Saved entries:
PR #612, opened 2025-01-24
Iteratively build graph index

anaruse:
This PR is about how CAGRA's search() and optimize() can be used to iteratively create and improve graph index.

Currently, IVFPQ and NND are used to create the initial kNN graph, which is then optimized to create the CAGRA search graph. So, for example, if you want to support a new data type in CAGRA, you need to create an initial kNN graph with that data type, and IVFPQ or NND must also support that new data type. This is a bit of hassle.

This PR is one solution to that problem. With functionality of this PR, once the CAGRA search supports the new data type, it can be used to create a graph index with it.


anaruse:
This PR is related to https://github.com/rapidsai/cuvs/pull/610

anaruse:
Conflicts with branch-25.02 have been fixed.

cjnolet:
@anaruse can you install precommit and run your changes through the hooks? That'll get your formatting passing the style checker. 

Guide to install the commit hooks is [here](https://docs.rapids.ai/api/cuvs/nightly/contributing/#python-pre-commit-hooks).

anaruse:
> @anaruse can you install precommit and run your changes through the hooks? That'll get your formatting passing the style checker.
> 
> Guide to install the commit hooks is [here](https://docs.rapids.ai/api/cuvs/nightly/contributing/#python-pre-commit-hooks).

I've already install and set up the precommit. I'm not sure how this happened. I'll fix it anyway.

cpp/src/neighbors/detail/cagra/cagra_build.cuh
```diff
@@ -445,38 +442,183 @@ index<T, IdxT> build(
...
+        raft::copy(batch_neighbors_view.data_handle(),
+                   batch_dev_neighbors_view.data_handle(),
+                   batch_neighbors_view.size(),
+                   raft::resource::get_cuda_stream(res));
+      }
+
+      // Optimize graph
+      bool flag_last  = (curr_graph_size == final_graph_size);
+      curr_graph_size = curr_query_size;
+      cagra_graph     = raft::make_host_matrix<IdxT, int64_t>(curr_graph_size, curr_graph_degree);
```
tfeher, line 581: There are cases when we work with limited host mem, therefore it might make sense to delete the existing graph before we allocate the new one. 
```suggestion
cagra_graph = raft::make_host_matrix<IdxT, int64_t>(0, 0); // delete existing graph
cagra_graph = raft::make_host_matrix<IdxT, int64_t>(curr_graph_size, curr_graph_degree);
```
Alternatively, it might be even better to allocate the final graph in advance before the while loop, and here just construct a view for the actual graph size. This way host OOM could be caught earlier in the process.

cpp/src/neighbors/detail/cagra/cagra_build.cuh
```diff
@@ -445,38 +442,183 @@ index<T, IdxT> build(
...
+    // CAGRA's search() and optimize(). As for the size of the graph, instead
+    // of targeting all nodes from the beginning, the number of nodes is
+    // initially small, and the number of nodes is doubled with each iteration.
+    RAFT_LOG_INFO(
+      "Iteratively creating/improving graph index using CAGRA's search() and optimize()");
+
+    // If dataset is a host matrix, change it to a device matrix. Also, if the
+    // dimensionality of the dataset does not meet the alighnemt restriction,
+    // add extra dimensions and change it to a strided matrix.
+    auto dev_aligned_dataset      = make_aligned_dataset(res, dataset);
```
tfeher, line 460: This will OOM for large dataset, could we throw an informative error message in that case?
```suggestion
  std::unique_ptr<strided_dataset<T, int64_t>> dev_aligned_dataset;
try {
  dev_aligned_dataset = make_aligned_dataset(res, dataset);
} catch (raft::logic_error& e) {
  RAFT_LOG_ERROR("Iterative CAGRA build requires the dataset to fit GPU memory");
  throw e;
}
```

cpp/include/cuvs/neighbors/cagra.hpp
```diff
@@ -104,7 +108,8 @@ struct index_params : cuvs::neighbors::index_params {
    */
   std::variant<std::monostate,
                graph_build_params::ivf_pq_params,
-               graph_build_params::nn_descent_params>
+               graph_build_params::nn_descent_params,
```
cjnolet, line 111: We have explicit docs for each of these arguments. I understand the iterative search params are experimental to start, but can we at least add them to the docs?

tfeher (changes requested):
Thanks Akira for this PR, it is very nice to see this feature in cuvs. The PR looks great overall, I just have a few smaller suggestion.

cjnolet:
@anaruse given my comment above about the added comment in the code, I'll go ahead and merge this PR for now and perhaps @enp1s0 can add the comment in his bitwise hamming PR.

cpp/include/cuvs/neighbors/cagra.hpp
anaruse: Thanks, I will add comments about iterative_search_params here.

cpp/src/neighbors/detail/cagra/cagra_build.cuh
```diff
@@ -445,38 +442,183 @@ index<T, IdxT> build(
...
-  if (std::holds_alternative<cagra::graph_build_params::ivf_pq_params>(knn_build_params)) {
-    auto ivf_pq_params =
-      std::get<cuvs::neighbors::cagra::graph_build_params::ivf_pq_params>(knn_build_params);
-    build_knn_graph(res, dataset, knn_graph->view(), ivf_pq_params);
-  } else {
-    auto nn_descent_params =
-      std::get<cagra::graph_build_params::nn_descent_params>(knn_build_params);
+  if (std::holds_alternative<cagra::graph_build_params::iterative_search_params>(
+        knn_build_params)) {
+    // Iteratively improve the accuracy of the graph by repeatedly running
```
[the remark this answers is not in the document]
anaruse: OK, I will create function `iterative_build_graph`, and move the related code there.

cpp/src/neighbors/detail/cagra/cagra_build.cuh
```diff
@@ -445,38 +442,183 @@ index<T, IdxT> build(
...
+    // Determine graph degree and number of search results while increasing
+    // graph size.
+    auto small_graph_degree = std::max(graph_degree / 2, std::min(graph_degree, (uint64_t)32));
+    auto small_topk         = topk * small_graph_degree / graph_degree;
+    RAFT_LOG_DEBUG("# graph_degree = %lu", (uint64_t)graph_degree);
+    RAFT_LOG_DEBUG("# small_graph_degree = %lu", (uint64_t)small_graph_degree);
+    RAFT_LOG_DEBUG("# topk = %lu", (uint64_t)topk);
+    RAFT_LOG_DEBUG("# small_topk = %lu", (uint64_t)small_topk);
+
+    // Create an initial graph. This can be inaccurate.
```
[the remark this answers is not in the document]
anaruse: Yes, connectivity is guaranteed in the initial graphs created here. I will add a comment to the source code as well.

cpp/src/neighbors/detail/cagra/cagra_build.cuh
anaruse: Thanks, will fix in that way.

cpp/src/neighbors/detail/cagra/cagra_build.cuh
anaruse: Thanks, will fix in that way as well.

cpp/include/cuvs/neighbors/cagra.hpp
```diff
@@ -72,6 +72,10 @@ struct ivf_pq_params {
 };
 
 using nn_descent_params = cuvs::neighbors::nn_descent::index_params;
+
+// **** Experimental ****
+using iterative_search_params = cuvs::neighbors::search_params;
```
achirkin, line 77: As I understand, `cuvs::neighbors::search_params` is being re-used here as an empty tag for the `std::variant` index parameters below.
While this is a perfectly valid approach, I wonder  whether it would look confusing to a user and whether it would cause us any troubles in future (if at some point we decide to add any members to `cuvs::neighbors::search_params`).
An alternative would be to just replace it with `struct iterative_search_params {}`.
What do you think, @cjnolet ?

achirkin (approved):
Thanks, the changes look very good and clean to me

tfeher (approved):
Thanks Akira for the updates, the PR looks good to me.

■ What the exercise asks: Word for word, write out the entries above again.

■ Finished task:
PR #612, opened 2025-01-24
Iteratively build graph index

anaruse:
This PR is about how CAGRA's search() and optimize() can be used to iteratively create and improve graph index.

Currently, IVFPQ and NND are used to create the initial kNN graph, which is then optimized to create the CAGRA search graph. So, for example, if you want to support a new data type in CAGRA, you need to create an initial kNN graph with that data type, and IVFPQ or NND must also support that new data type. This is a bit of hassle.

This PR is one solution to that problem. With functionality of this PR, once the CAGRA search supports the new data type, it can be used to create a graph index with it.


anaruse:
This PR is related to https://github.com/rapidsai/cuvs/pull/610

anaruse:
Conflicts with branch-25.02 have been fixed.

cjnolet:
@anaruse can you install precommit and run your changes through the hooks? That'll get your formatting passing the style checker. 

Guide to install the commit hooks is [here](https://docs.rapids.ai/api/cuvs/nightly/contributing/#python-pre-commit-hooks).

anaruse:
> @anaruse can you install precommit and run your changes through the hooks? That'll get your formatting passing the style checker.
> 
> Guide to install the commit hooks is [here](https://docs.rapids.ai/api/cuvs/nightly/contributing/#python-pre-commit-hooks).

I've already install and set up the precommit. I'm not sure how this happened. I'll fix it anyway.

cpp/src/neighbors/detail/cagra/cagra_build.cuh
```diff
@@ -445,38 +442,183 @@ index<T, IdxT> build(
...
+        raft::copy(batch_neighbors_view.data_handle(),
+                   batch_dev_neighbors_view.data_handle(),
+                   batch_neighbors_view.size(),
+                   raft::resource::get_cuda_stream(res));
+      }
+
+      // Optimize graph
+      bool flag_last  = (curr_graph_size == final_graph_size);
+      curr_graph_size = curr_query_size;
+      cagra_graph     = raft::make_host_matrix<IdxT, int64_t>(curr_graph_size, curr_graph_degree);
```
tfeher, line 581: There are cases when we work with limited host mem, therefore it might make sense to delete the existing graph before we allocate the new one. 
```suggestion
cagra_graph = raft::make_host_matrix<IdxT, int64_t>(0, 0); // delete existing graph
cagra_graph = raft::make_host_matrix<IdxT, int64_t>(curr_graph_size, curr_graph_degree);
```
Alternatively, it might be even better to allocate the final graph in advance before the while loop, and here just construct a view for the actual graph size. This way host OOM could be caught earlier in the process.

cpp/src/neighbors/detail/cagra/cagra_build.cuh
```diff
@@ -445,38 +442,183 @@ index<T, IdxT> build(
...
+    // CAGRA's search() and optimize(). As for the size of the graph, instead
+    // of targeting all nodes from the beginning, the number of nodes is
+    // initially small, and the number of nodes is doubled with each iteration.
+    RAFT_LOG_INFO(
+      "Iteratively creating/improving graph index using CAGRA's search() and optimize()");
+
+    // If dataset is a host matrix, change it to a device matrix. Also, if the
+    // dimensionality of the dataset does not meet the alighnemt restriction,
+    // add extra dimensions and change it to a strided matrix.
+    auto dev_aligned_dataset      = make_aligned_dataset(res, dataset);
```
tfeher, line 460: This will OOM for large dataset, could we throw an informative error message in that case?
```suggestion
  std::unique_ptr<strided_dataset<T, int64_t>> dev_aligned_dataset;
try {
  dev_aligned_dataset = make_aligned_dataset(res, dataset);
} catch (raft::logic_error& e) {
  RAFT_LOG_ERROR("Iterative CAGRA build requires the dataset to fit GPU memory");
  throw e;
}
```

cpp/include/cuvs/neighbors/cagra.hpp
```diff
@@ -104,7 +108,8 @@ struct index_params : cuvs::neighbors::index_params {
    */
   std::variant<std::monostate,
                graph_build_params::ivf_pq_params,
-               graph_build_params::nn_descent_params>
+               graph_build_params::nn_descent_params,
```
cjnolet, line 111: We have explicit docs for each of these arguments. I understand the iterative search params are experimental to start, but can we at least add them to the docs?

tfeher (changes requested):
Thanks Akira for this PR, it is very nice to see this feature in cuvs. The PR looks great overall, I just have a few smaller suggestion.

cjnolet:
@anaruse given my comment above about the added comment in the code, I'll go ahead and merge this PR for now and perhaps @enp1s0 can add the comment in his bitwise hamming PR.

cpp/include/cuvs/neighbors/cagra.hpp
anaruse: Thanks, I will add comments about iterative_search_params here.

cpp/src/neighbors/detail/cagra/cagra_build.cuh
```diff
@@ -445,38 +442,183 @@ index<T, IdxT> build(
...
-  if (std::holds_alternative<cagra::graph_build_params::ivf_pq_params>(knn_build_params)) {
-    auto ivf_pq_params =
-      std::get<cuvs::neighbors::cagra::graph_build_params::ivf_pq_params>(knn_build_params);
-    build_knn_graph(res, dataset, knn_graph->view(), ivf_pq_params);
-  } else {
-    auto nn_descent_params =
-      std::get<cagra::graph_build_params::nn_descent_params>(knn_build_params);
+  if (std::holds_alternative<cagra::graph_build_params::iterative_search_params>(
+        knn_build_params)) {
+    // Iteratively improve the accuracy of the graph by repeatedly running
```
[the remark this answers is not in the document]
anaruse: OK, I will create function `iterative_build_graph`, and move the related code there.

cpp/src/neighbors/detail/cagra/cagra_build.cuh
```diff
@@ -445,38 +442,183 @@ index<T, IdxT> build(
...
+    // Determine graph degree and number of search results while increasing
+    // graph size.
+    auto small_graph_degree = std::max(graph_degree / 2, std::min(graph_degree, (uint64_t)32));
+    auto small_topk         = topk * small_graph_degree / graph_degree;
+    RAFT_LOG_DEBUG("# graph_degree = %lu", (uint64_t)graph_degree);
+    RAFT_LOG_DEBUG("# small_graph_degree = %lu", (uint64_t)small_graph_degree);
+    RAFT_LOG_DEBUG("# topk = %lu", (uint64_t)topk);
+    RAFT_LOG_DEBUG("# small_topk = %lu", (uint64_t)small_topk);
+
+    // Create an initial graph. This can be inaccurate.
```
[the remark this answers is not in the document]
anaruse: Yes, connectivity is guaranteed in the initial graphs created here. I will add a comment to the source code as well.

cpp/src/neighbors/detail/cagra/cagra_build.cuh
anaruse: Thanks, will fix in that way.

cpp/src/neighbors/detail/cagra/cagra_build.cuh
anaruse: Thanks, will fix in that way as well.

cpp/include/cuvs/neighbors/cagra.hpp
```diff
@@ -72,6 +72,10 @@ struct ivf_pq_params {
 };
 
 using nn_descent_params = cuvs::neighbors::nn_descent::index_params;
+
+// **** Experimental ****
+using iterative_search_params = cuvs::neighbors::search_params;
```
achirkin, line 77: As I understand, `cuvs::neighbors::search_params` is being re-used here as an empty tag for the `std::variant` index parameters below.
While this is a perfectly valid approach, I wonder  whether it would look confusing to a user and whether it would cause us any troubles in future (if at some point we decide to add any members to `cuvs::neighbors::search_params`).
An alternative would be to just replace it with `struct iterative_search_params {}`.
What do you think, @cjnolet ?

achirkin (approved):
Thanks, the changes look very good and clean to me

tfeher (approved):
Thanks Akira for the updates, the PR looks good to me.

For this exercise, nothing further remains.